Mumijo is a word of Greek origin. The substance is mentioned in the works of Aristotle and Avicenna as a remedy with antiseptic and general stimulant properties used in Caucasus mountains. Most scientists agree that people observed wounded animals frequenting caves with mumijo and so discovered the substance. Similar substances are used for medicinal purposes throughout Tibet.
Shilajit is a substance mainly found in the Altai, Himalaya, and Caucasus mountains of Central Asia. The colour range varies from a yellowish brown to pitch-black, depending on composition. An ancient Ayurvedic text, called the Charaka Samhita, states that there is no curable disease in the universe, which is not effectively cured by shilajit when it is administered at the appropriate time, in combination with suitable drugs and by adopting the prescribed method. For use in Ayurvedic medicine the black variant is considered the most potent. Shilajit has been described as ‘mineral oil’, ‘stone oil’ or ‘rock sweat’, as it seeps from cracks in mountains due mostly to the warmth of the sun. There are many local legends and stories about its origin, use and properties, often wildly exaggerated. It should not be confused with ozokerite, also a humic substance, similar in appearance, but apparently without medicinal qualities. Some marketers of dietary supplements pretend to sell mumijo, while in fact they are offering cheap raw ozokerite, a substance used, for example, in cosmetics. Genuine mumijo/shilajit should melt in the hand and has a distinct smell of bitumen, whereas ozokerite melts at 164-169 °F/73.3-76.1 °C.
Once cleaned of impurities and extracted, shilajit is a homogeneous brown-black paste-like substance, with a glossy surface, a peculiar smell and bitter taste. Dry shilajit density ranges from 1.1 to 1.8 g/cm3. It has a plastic-like behavior, at a temperature lower than 20°C/68°F it will solidify and will soften when warmed. It easily dissolves in water without leaving any residue, and it will soften when worked between the fingers. Purified shilajit has an unlimited shelf life.
It is still unclear whether shilajit has a geological or biological origin as it has numerous traces of vitamins and amino acids. A mumijo-like substance from Antarctica was found to contain glycerol derivatives and was also believed to have medicinal properties.
Mumio has a wide spectrum of pharmacological activity.
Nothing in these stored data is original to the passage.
Issue #123, opened 2023-10-13
Autoselect Correct Solver for Nonlinear Least Squares


avik-pal:
Currently, we fix the solver at the time of algorithm creation. This means for a `NLS` problem our defaults are incorrect.

Easy solution:
* Keep `nlsolve` as nothing
* Run a `concretize` step
   * If not `nothing` then return the solver
   * If `nothing` choose the solver based on the generated problem

avik-pal:
I tried this but it completely kills type stability. Which is not unexpected since the solver choice is dependent on runtime parameters.

avik-pal:
NonlinearSolve.jl has a `nothing` dispatch for `NonlinearProblem`. All we need to do now is add one for `NonlinearLeastSquaresProblem`. Once that is done, we can set the default `nlsolve` to be `nothing`

PR #137, opened 2023-11-06
Use PolyAlgorithms for Nonlinear Solves

avik-pal:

But, despite decades of impressive research results, official medicine is familiar with it only as food additive. Mumio is a unique plant extract with dozens of minerals; six amino-acids; vitamins A, B , C and P (citrins), natural steroids, terpiniods, phospholipids and polyphenol complexes. MUMIO contains trace and macro-elements (cobalt, nickel, copper, zinc, manganese, chromium, iron, sodium, potassium,magnesium, and others).
The substance occurs in several varieties with different physical appearance: “golden Mumio” is red, “silver Mumio” is white, “copper Mumio” is blue, and “dark Mumio” brown to black.